A digital mock-up of CityHawk (viewed from above), the fan-based aircraft powered by hydrogen cells
Image credit: Urban Aeronautics
Nanodot batteries, as well as lighter lithium-ion battery alternatives (such as lithium nickel manganese cobalt oxide and lithium-sulfur), are considered as lighter alternatives. The same goes for hydrogen cells, as in the case of the above-pictured CityHawk: a fan-based aircraft (or ‘fancraft’ as its manufacturer, Metro Skyways, calls it) that’s designed by the Israel-based Urban Aeronautics for taxi transport (of up to six occupants), emergency services, and corporate limousine transport.
The weather sensitivity of vertical takeoff and landing aircraft is directly proportional to how small their size is; however, this is fortunately a challenge that can, and must, be addressed by microscale weather prediction.
Most eVTOL flights are supposed to take place in urban environments, after all, and it’s due to the involvement of built-up areas that such micro-scale weather model reporting is so vital.

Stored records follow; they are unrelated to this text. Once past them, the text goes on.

PR #2655, opened 2018-08-03
Vagrant pdf build

saxocellphone:
This builds the pdf-annotate.js code and copies it to the site/js/pdf folder.


.setup/install_system.sh
```diff
@@ -378,6 +378,13 @@ EOF
     chmod 0640 /etc/apache2/suexec/www-data
 
 
+	#############
+	#NPM install
+	#############
+
+	curl -sL https://deb.nodesource.com/setup_8.x | sudo -E bash -
+	sudo apt-get install -y nodejs
```
MasterOdin: you don't need sudo, the script has to be run as root.

Though, please convert the tabs to spaces.

saxocellphone:
It should be working now but someone else should run a vagrant up just to make sure

saxocellphone:
Now that I took a look at how other people do version releases, I think there might be a better approach. Instead of building it when installing submitty, we should just copy the file in the /dist folder in the other repo. When we want to update the code, we can just make a new release in the other repo and update the version number.

MasterOdin:
The reason for the `*.js.map` file is to map the compiled source to where you would look in the uncompiled version for debugging purposes. As such, there's no real reason not to just always use the `*.min.js` version over unminified, so I removed that logic.

I also haven't really tested the PDF functionality, so it'd be worth confirming things still work after my changes.

bmcutler:
@saxocellphone Can you please resolve conflicts?

PR #2663, opened 2018-08-06
CSS Styles cleanup

CouleeApps:
Doing a few things here:
- Fix textboxes being squished
- Fixed grading boxes being 100% height
- Add bootstrap-grid for better 2-column layouts (and allows us more flexibility in the future)
- Replacing the wonky 48% "half" css with 2-column (col-md-6)
- Cleaning up the extra boxes around custom mark
- Some inline css moved into css files, diff viewer, header/footer, rubric


bmcutler:
Can you adjust the width of left (too small) vs right (too big) on the instructor rubric UI 
the publish checkbox & delete icon are wrapping  :(

screen shot 2018-08-07 at 11 31 23 am

bmcutler:
Also, Discussion Forum code snippet boxes are now too tall.

Issue #2666, opened 2018-08-07
late days table shows non-visible assignments


bmcutler:
Late days table should not show future/pre-beta assignments to full/limited access graders
Late days table should not show future or only-TA or cannot view assignments to students

bmcutler:
this issue may already be fixed?  @LeonMontealegre  please test and close or submit a PR :)

bmcutler:
yes, this is closed.

PR #2672, opened 2018-08-07
Hide gradeables you aren't allowed to see in the late days view

CouleeApps:
Addresses #2666
But leaving that open because there's a big todo in this code.


bmcutler:
I'm going to merge this but leave the issue open.

PR #2697, opened 2018-08-08
New UI Design

CouleeApps:
The current site theme is pretty dated and the long lists of buttons make it difficult for people to find and perform actions. Here is the proposed new interface:

Full size images are available here: https://submitty.party/new-ui/


CouleeApps:
Looks like the only failing tests on selenium are forum-related and apparently happen in other branches. The rest of them should work though.

bmcutler:
Discussion Forum & Plagiarism Detection are 2 pages that I think should have the side bar auto collapsed.  

I don't like how the icon size changes when the bar collapses,  It's distracting and I have to move my mouse to re-press collapse/uncollapse.

Just having the first name at the top of the left column looks weird.  Yes it's helpful for development, but it's not what I expect as a user.  The "Hello, Quinn" was ok, or could remove it from the top since it doesn't have a link/action?  The logout button could say "Logout Quinn".

bmcutler:
Requested changes in Issue #2725, address in a (soon!) future PR.

PR #2713, opened 2018-08-10
Deleted big lib files

saxocellphone:
After running uglifyjs we don't need the big pdfjs lib files anymore.


bmcutler:
@saxocellphone Please resolve this conflict

PR #2732, opened 2018-08-16
Add ability for instructor to specify sidebar links

### LINKED ISSUE #2719: Add ability for instructor specified sidebar links
We should add the ability for instructors to create their own sidebar section with their own links. 

For a first draft, we should allow creation of a new json file (`sidebar.json`) that has the following format:
```
[
    {
        "icon": "string for fontawesome icon",
        "title": "Name of Link",
        "link": "http://link_to_resource/"
    },
    ...
}
```

For the icon, we should allow instructors to specify just the name of the icon (ex: `question`) or the full name (ex: `fa-question`). A simple detection of just "does the icon start with `fa-`, and if not, prepend `fa-`", should handle display of the icons. If the icon is left blank, default to some icon (`question`)?

A UI to make it easier to handle creation and writing of this json file will handle after the initial PR implementation.

MasterOdin:
Closes #2719

Instructor can create a file in the config directory in their course (`/var/local/submitty/courses/<semester>/<course>/config`) to generate additional links on the sidebar.

Using the following JSON:
```
[
  {
    "icon": "calendar",
    "link": "http://example.com",
    "title": "Calendar"
  },
  {
    "icon": "fa-github",
    "link": "http://example.com",
    "title": "Github"
  }
]
```
screenshot 2018-08-16 04 01 02

Do we want to have these sidebar links have `target="_blank"` or just have them act like the other links (in that clicking them will take you out of Submitty in your window)?


bmcutler:
not blank, don't force a new window.  I'm going to setup my external site to look very similar with the same sidebar so if you're not paying attention to the URL bar you'll think you're on the same site.

MasterOdin:
I think a further revision would be to allow an instructor to specify a target type (such as "_blank"), but for now, yeah, I'll leave it just as is which will act as a normal link and take your current page to whatever is linked.

PR #2742, opened 2018-08-19
Custom mark fix

### LINKED ISSUE #2678: Making a custom mark is broken/unintutive
Lots of confusion today.  

Clicking on the custom mark checkbox or points or text area was closing the mark instead of allowing use of custom mark.

I don't think it was because they had "Enable editing mode" enabled.

jchulton:
Sorry for delay on this.
closes #2678 
Each part of the custom mark can now be set independently (you can set the score, give a comment and check the mark independently). Trying to save an invalid custom mark (one where the score is non-zero and there is no comment), will cause an alert error.

Note that when saving a mark on page renavigation (refresh or going to next/prev student) an alert error would appear, but the mark would save properly. I've suppressed the alert, but I would apprentice it if someone could take a look at this.


migration/data/course_tables.sql
```diff
@@ -260,6 +260,7 @@ CREATE TABLE gradeable_component_data (
     gd_id integer NOT NULL,
     gcd_score numeric NOT NULL,
     gcd_component_comment character varying NOT NULL,
+    gcd_has_custom boolean NOT NULL,
```
bmcutler: Why is this necessary?

jchulton: To see if the custom mark is checked. Before, if the custom mark had no comment, it was treated as unchecked, and would automatically uncheck if the comment was removed. gcd_custom brings the structure of a custom mark closer to that of a regular mark.

bmcutler:
will be in another PR

PR #2743, opened 2018-08-19
Grader override fix

### LINKED ISSUE #2049: functionality & documentation of "Overwrite Grader" checkbox
This was solved with #903, but it looks like some recent changes to how the assigned marks get saved has caused the "Overwrite" feature to stop working.  No matter what the "Overwrite Grader" Checkbox state is, the data always gets saved to the server.

---------------------------

EDITED by @bmcutler

This checkbox should only be displayed for instructor users.
By default any editing to a component should replace the grader in the database.

Leave the text as "Overwrite Grader".  (Short is good)
It is only visible to instructors.
By default it is checked.  (edits replace the grader).
If unchecked, and previously graded, edits will not change the grader.

To close this issue:
- [ ] rename to "Silent Edit"
- [ ] implement desired behavior
- [ ] write end-to-end test cases to confirm behavior (and avoid re-breaking in the future)
- [ ] document purpose of this checkbox in instructor section of submitty.org

### LINKED ISSUE #2694: Grading an already graded component doesn't override the previous grader
If a component is already grader by user1 and user2 regrades that component, the component will read graded by user1 after reloading the page

jchulton:
Fixes the issue of a grader not overrride an existing grader after regrading a component.
closes #2694 and closes #2049

### DIFF
--- a/site/app/controllers/grading/ElectronicGraderController.php
+++ b/site/app/controllers/grading/ElectronicGraderController.php
@@ -1135,8 +1135,7 @@ class ElectronicGraderController extends GradingController {
         $custom_points = floatval($custom_points);
 
         // Optional Parameters
-        $overwrite = ($_POST['overwrite'] ?? true) === true;
-
+        $overwrite = $_POST['overwrite'] ?? true;
         $grader = $this->core->getUser();
 
         // Get the gradeable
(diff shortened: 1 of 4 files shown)


bmcutler:
Can you also address 2694 and 2049 in this PR?

bmcutler:
@jchulton What is the status of this work?
Please resolve conflicts or close this and open new PR

Issue #2725, opened 2018-08-15
Small tweaks to UI


bmcutler:
- [x] Make left bar icons the same size when collapsed/uncollapsed (so they don't move vertically when toggling this option).  Probably a size in between the current sizes?

- [x] The hover text for "Collapse Sidebar" should be "Un-Collapse Sidebar" or "Expand Sidebar" when it is collapsed.

- [x] Should it be "Manage Students" and "Manage Graders" instead of just "Students" and "Graders" in the sidebar?  (group says yes)

- [x] It could also be "Manage Sections" instead of "Setup Sections".  (group says yes)

- [x] Make it just "Student Photos" (be consistent with "Course Materials").  I originally had requested that both of these are prefixed with "Upload" if the instructor hasn't uploaded anything yet, but that's too complicated/unnecessary.

- [x] Put edit gradeable pencil icon all the way on the left of each gradeable row on the home/navigation page.

- [x] Leave the delete gradeable icon where it is (after the gradeable name) but switch to a black trashcan.

- [x] The create/edit gradeable tabs wrap terribly on a middle/small width screen:
     Make sure to put line breaks in the right places.  And probably reduce the space between the tabs, and reduce the extra space on some of the tabs.

<img width="922" alt="screen shot 2018-08-15 at 1 10 44 pm" src="https://user-images.githubusercontent.com/5871417/44161903-a7730a00-a08c-11e8-8510-667cc635b192.png">
  
- [x] Replace all (in ui text) 'auto-grading' with 'autograding'

- [x] Several of the text boxes on the Course Settings page are too small.  When a sentence length string is expected use a bigger box.

Edited to add: 
- [x] After group discussion:  Cut the "Quinn" from the top of the list.  Instead make it "Logout Quinn" at the bottom.  A little awkward perhaps but then there are no entries in the sidebar without a link&icon, and developers still have a shortcut to remind them who they are logged in as.  We can change it later if someone has a better design.

- [x] If the instructor has specified an external course home page URL, that should be the first link and labeled "Home" on the side bar.  It should be the top link.  Maybe "Course Home" goes to the external URL (if provided, omit this from sidebar if it was not provided).  And "Submitty Main" or "Submitty Navigation" on the sidebar which goes to the navigation/home page.

bmcutler:
Oh, and I think e84848 might be a better warning/red color (more grey, at least to me looks better on the white/lighter background).

bmcutler:
[...]

PR #2747, opened 2018-08-20
Some UI tweaks

bmcutler:
Some items from #2725

### DIFF
--- a/site/app/templates/grading/simple/Display.twig
+++ b/site/app/templates/grading/simple/Display.twig
@@ -15,9 +15,9 @@
         </div>
     {% endif %}
 
-    <h2>
+    <h1>
         {{ gradeable.getTitle() }}
-    </h2>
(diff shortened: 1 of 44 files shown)


site/app/templates/grading/simple/Display.twig
```diff
@@ -15,9 +15,9 @@
         </div>
     {% endif %}
 
-    <h2>
+    <h1>
         {{ gradeable.getTitle() }}
-    </h2>
+    </h1>
     <p>
```
ropern123: This seems to be breaking the travis tests.
Change the "h2" in the click_nav_grade_button call in test_simple_grader (in the run_tests method) to an "h1".

bmcutler: Yup, that was it!  Thanks!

This is because microscale meteorology forecasts can cover both small (within a 1-kilometre radius) and short-lived (up to 1 hour) atmospheric phenomena. So far, the HRRR (high-resolution rapid refresh) atmospheric model has proved the more successful option in predicting weather at the mesoscale—namely on spatial scales of 10 to 1,000 kilometres.
Nevertheless, another question that arises, which further challenges the potential for the quick adoption of VTOLs, relates to the pitfalls of human error and poor decision making: how prepared will the pilot will even be to make their own snap decisions based on such real-time weather forecast technologies?
The Lifecycle Engineering Problem
Electric vertical takeoff and landing aircraft are complex technologies, dependent on multiple sources of funding. Such a (potential) new generation of urban transport combines aviation, automotive, and urban transport and logistics.
The commercialisation of eVTOL technology is an urban planning challenge for future cities. Design, compliance, and battery requirements for eVTOL cars make them a life-cycle engineering challenge with questions of environmental sustainability that are not easy to quantify. As a transportation breakthrough, they are far from the required level of technological maturity before a comprehensive air control and management system takes place.
Indeed, we may have to wait at least several decades for that.